▶ _TASK GOAL_: The answer should consist of all the records, written out word for word.

Dataset entries
============================================================

PR #404, opened 2023-12-05
`RegistryMixin` improved alias management

dbogunowicz:
## Feature Description

Adds additional features the the `RegistryMixin`:
1. Separates concept of `name` and `alias`. Now, we can only have one name and several aliases
2. Registered names and aliases can be independently inspected using the appropriate methods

============================================================

▶ _FINAL ANSWER_:
PR #404, opened 2023-12-05
`RegistryMixin` improved alias management

dbogunowicz:
## Feature Description

Adds additional features the the `RegistryMixin`:
1. Separates concept of `name` and `alias`. Now, we can only have one name and several aliases
2. Registered names and aliases can be independently inspected using the appropriate methods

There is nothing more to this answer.